In the end, the issue died down after Federation offered donors on Long Island a choice between receiving The Jewish Week or the local Jewish paper, and The Jewish Week was the overwhelming pick.

That is not to say the last decade and a half has been smooth sailing. While we at the paper felt that we covered the Federation and its agencies in proportion to the overall scope of Jewish life including the Mideast, the U.S., and New York Jewry, overall many lay and professional leaders felt it was insufficient. At times the pressure was intense, and included one short-lived experiment, a low point, in which a scorecard was devised to attempt to quantify, in terms of number of stories, story placement, headlines, etc., how we were doing.

But of course the central issue was not how many inches of coverage we gave Federation and its agencies. It was about whether the central mission of the newspaper was to promote those worthy institutions or, more indirectly but I believe more importantly, to inform and entertain the readers, and thus engage them in Jewish life and issues.

Educated Jews make educated decisions about their community, we insisted.

Sometimes donors complain to Federation officials about a story in the paper they take exception to, but in fairness, The Jewish Week is solely responsible for what is published.

Too often, I suspect, we at The Jewish Week have imposed a kind of self-censorship on ourselves, no doubt subconsciously at times, laying back on stories in the community we should be pursuing for fear of the negative fallout. At the same time, we no doubt pass up feature stories each week about the good works of various communal agencies, for lack of space and/or news-oriented tensions.

Week in and week out, though, I believe the experiment in walking the tightrope between journalistic and communal responsibility works reasonably well. I am sure there are times Federation leaders believe we should be giving more or less – attention to a particular story. And there are times when our staff has been frustrated to see a major Federation-related story given first to the local daily press.

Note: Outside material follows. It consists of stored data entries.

PR #14736, opened 2025-03-13
[UXUI-63] Campaign share tab shows all campaigns when viewing segment

andersonjeccel:

## Description

When viewing segments, you can see the Campaign share stats. The screen displays all existing active campaigns, even when the segment is not in use.
This PR hides campaigns without a share value and displays a message when no campaigns are available.

|  image                                      |  image

---
### 📋 Steps to test this PR:

2. Open Segments > New > Fill info > Save & Close
3. Viewing the segment details, open the tab Campaign Share and see the no results message for a segment not in use

### DIFF
--- a/app/bundles/LeadBundle/Resources/views/List/details.html.twig
+++ b/app/bundles/LeadBundle/Resources/views/List/details.html.twig
@@ -183,6 +183,7 @@
                         </thead>
                         <tbody>
                         {% for stat in campaignStats %}
+                            {% if stat.share is not empty %}
                             <tr>
                                 <td>
                                     <a href="{{ path('mautic_campaign_action', {'objectAction': 'view', 'objectId': stat.id}) }}" data-toggle="ajax">
@@ -194,6 +195,7 @@
                                           id="campaign-share-stat-{{ stat.id }}">{{ stat.share }}</span> %
                                 </td>
                             </tr>
+                            {% endif %}
                         {% endfor %}
                         </tbody>
                     </table>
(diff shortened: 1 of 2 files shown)


escopecz:
@andersonjeccel the fix should be done in the SQL query, not by filtering in twig. We don't want to load data from the database that aren't necessary in the UI.

@kuzmany could you please look into this? It looks like this came from https://github.com/mautic/mautic/pull/7285 and it was never filtering on campaigns that are using the particular segment. I'lm looking at the query and don't see it there. The segment ID is used only for building the cache string:

https://github.com/mautic/mautic/blob/38635ae9c1c7aa8de506182568cc5e8acd393155/app/bundles/LeadBundle/Segment/Stat/SegmentCampaignShare.php#L39-L57

andersonjeccel:
@kuzmany Invited you to my fork so you can commit directly to this PR

From what I did, the useful thing will be the message when no campaigns are listed there

kuzmany:
@escopecz it's SQL Query between  lead_list_leads table and campaign leads table, then to prevent performance issue,  it need load campaign list first and than in background count percentage for each campaign and keep only list with percentage > 0 and order it. 

But anyway this cannot work.

I push some code from our branch to PR https://github.com/mautic/mautic/pull/14743, but I see some issues now with it

andersonjeccel:
@kuzmany Help me understand, you're saying we should keep the logic I created to hide when share is empty because there's no way to fix as proposed by john?

imaabasiee (approved):
image
There is a no result message for when a segment is not in use. Good to go.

“We carry their water every week,” one of our editors complained about Federation, “and when a big story comes around, they give it to the Times.”

But there have been increasingly open lines of communication of late, and a willingness to discuss delicate issues before they come to press rather than after the fact. Much of that, I note in all candor, comes from the fact that John Ruskay, the CEO and executive vice president of UJA-Federation, and I have known each other for more than 30 years, and have much respect for each other, and for what our respective institutions stand for and are trying to accomplish. That sense of trust can go a long way during difficult times. It also helps to have a committed and supportive board of directors at the paper that appreciates its vital, and often delicate, role.

My request of Federation leaders has always been for them to open up more to us about their work and decision-making, recognizing that readers would be interested, for example, in learning how an annual campaign is crafted and carried out, especially at a time when transparency is becoming increasingly valued, if not demanded.

The late William Frankel, who edited The London Jewish Chronicle, once asserted that “a newspaper is independent only when it is financially independent,” and if that is not the case, “it were better it did not exist at all.”

Strong words, but in reality, the Chronicle, like every other newspaper, is subject to financial, political and other forms of pressure on a daily basis. How one deals with those demands – whether we can do our jobs with integrity and maintain the trust of our readers – is the key. Credibility is our only stock in trade.

In the end, there will always be tensions between The Jewish Week and UJA-Federation, some of it healthy, some of it not. But as long as there is support for the missions of each (recognizing that they are not the same), and respect for the professionalism of their staffs, the two institutions can continue to serve the community with distinction, if not always harmony.

Gary Rosenblatt is editor and publisher of The Jewish Week.

This article appears in The Journal of Jewish Communal Service, Vol. 85, No.1, Strengthening the Jewish Community: The Role of Federation. A Case Study in New York (1999-2009). Reprinted with permission.